### [Task details]
All of the entries are to be written out again verbatim.

Stored items:
PR #3087, opened 2020-02-18
[backport] Import `using_allocator` in `cupy.cuda`

emcastillo:
Backport of #2951

### DIFF
--- a/cupy/cuda/__init__.py
+++ b/cupy/cuda/__init__.py
@@ -101,6 +101,27 @@ from cupy.cuda.stream import Stream  # NOQA
 
 
 @contextlib.contextmanager
+def using_allocator(allocator=None):
+    """Sets a thread-local allocator for GPU memory inside
+       context manager
+
+    Args:
+        allocator (function): CuPy memory allocator. It must have the same
+            interface as the :func:`cupy.cuda.alloc` function, which takes the
+            buffer size as an argument and returns the device buffer of that
+            size. When ``None`` is specified, raw memory allocator will be
+            used (i.e., memory pool is disabled).
+
+    Note:
+        This wraps an internal version of this function to provide a
+        `contextmanager` as `contextmanger` decoration doesn't behave
+        well in Cython.
+    """
+    for y in memory._using_allocator(allocator):
+        yield y
+
+
+@contextlib.contextmanager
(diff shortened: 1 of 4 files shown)


emcastillo:

niboshi:
"no-compat" PRs cannot be backported.

We assumed this fix as not no-compat. (https://github.com/cupy/cupy/pull/2951#issuecomment-574123088)

cupy/cuda/memory.pyx
```diff
@@ -581,8 +580,7 @@ cpdef get_allocator():
         return allocator
 
 
-@contextlib.contextmanager
-def using_allocator(allocator=None):
+def _using_allocator(allocator=None):
```
niboshi: Why not just move this function to `cuda/__init__.py`?

niboshi:
I'll make a PR for the above comment.

cupy/cuda/memory.pyx
jakirkham: I tried that, but it relies on implementation details only accessible in that module. Eventually I gave up and left it there adding a wrapper in `cuda/__init__.py`. After all my main interest was just getting it in the docs 😉

That said, if you are able to find a way to fix this, that would be great. 😄

cupy/cuda/__init__.py
```diff
@@ -100,6 +100,27 @@ def is_available():
...
+        allocator (function): CuPy memory allocator. It must have the same
+            interface as the :func:`cupy.cuda.alloc` function, which takes the
+            buffer size as an argument and returns the device buffer of that
+            size. When ``None`` is specified, raw memory allocator will be
+            used (i.e., memory pool is disabled).
+
+    Note:
+        This wraps an internal version of this function to provide a
+        `contextmanager` as `contextmanger` decoration doesn't behave
+        well in Cython.
```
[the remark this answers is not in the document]
jakirkham: That seems fair. Thanks for the feedback 🙂

cupy/cuda/memory.pyx
niboshi: Thank you for a comment!
I sent a fix as #3094.
I'm not 100% sure this is version is better, but please take a look.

### [Output of the exercise]
PR #3087, opened 2020-02-18
[backport] Import `using_allocator` in `cupy.cuda`

emcastillo:
Backport of #2951

### DIFF
--- a/cupy/cuda/__init__.py
+++ b/cupy/cuda/__init__.py
@@ -101,6 +101,27 @@ from cupy.cuda.stream import Stream  # NOQA
 
 
 @contextlib.contextmanager
+def using_allocator(allocator=None):
+    """Sets a thread-local allocator for GPU memory inside
+       context manager
+
+    Args:
+        allocator (function): CuPy memory allocator. It must have the same
+            interface as the :func:`cupy.cuda.alloc` function, which takes the
+            buffer size as an argument and returns the device buffer of that
+            size. When ``None`` is specified, raw memory allocator will be
+            used (i.e., memory pool is disabled).
+
+    Note:
+        This wraps an internal version of this function to provide a
+        `contextmanager` as `contextmanger` decoration doesn't behave
+        well in Cython.
+    """
+    for y in memory._using_allocator(allocator):
+        yield y
+
+
+@contextlib.contextmanager
(diff shortened: 1 of 4 files shown)


emcastillo:

niboshi:
"no-compat" PRs cannot be backported.

We assumed this fix as not no-compat. (https://github.com/cupy/cupy/pull/2951#issuecomment-574123088)

cupy/cuda/memory.pyx
```diff
@@ -581,8 +580,7 @@ cpdef get_allocator():
         return allocator
 
 
-@contextlib.contextmanager
-def using_allocator(allocator=None):
+def _using_allocator(allocator=None):
```
niboshi: Why not just move this function to `cuda/__init__.py`?

niboshi:
I'll make a PR for the above comment.

cupy/cuda/memory.pyx
jakirkham: I tried that, but it relies on implementation details only accessible in that module. Eventually I gave up and left it there adding a wrapper in `cuda/__init__.py`. After all my main interest was just getting it in the docs 😉

That said, if you are able to find a way to fix this, that would be great. 😄

cupy/cuda/__init__.py
```diff
@@ -100,6 +100,27 @@ def is_available():
...
+        allocator (function): CuPy memory allocator. It must have the same
+            interface as the :func:`cupy.cuda.alloc` function, which takes the
+            buffer size as an argument and returns the device buffer of that
+            size. When ``None`` is specified, raw memory allocator will be
+            used (i.e., memory pool is disabled).
+
+    Note:
+        This wraps an internal version of this function to provide a
+        `contextmanager` as `contextmanger` decoration doesn't behave
+        well in Cython.
```
[the remark this answers is not in the document]
jakirkham: That seems fair. Thanks for the feedback 🙂

cupy/cuda/memory.pyx
niboshi: Thank you for a comment!
I sent a fix as #3094.
I'm not 100% sure this is version is better, but please take a look.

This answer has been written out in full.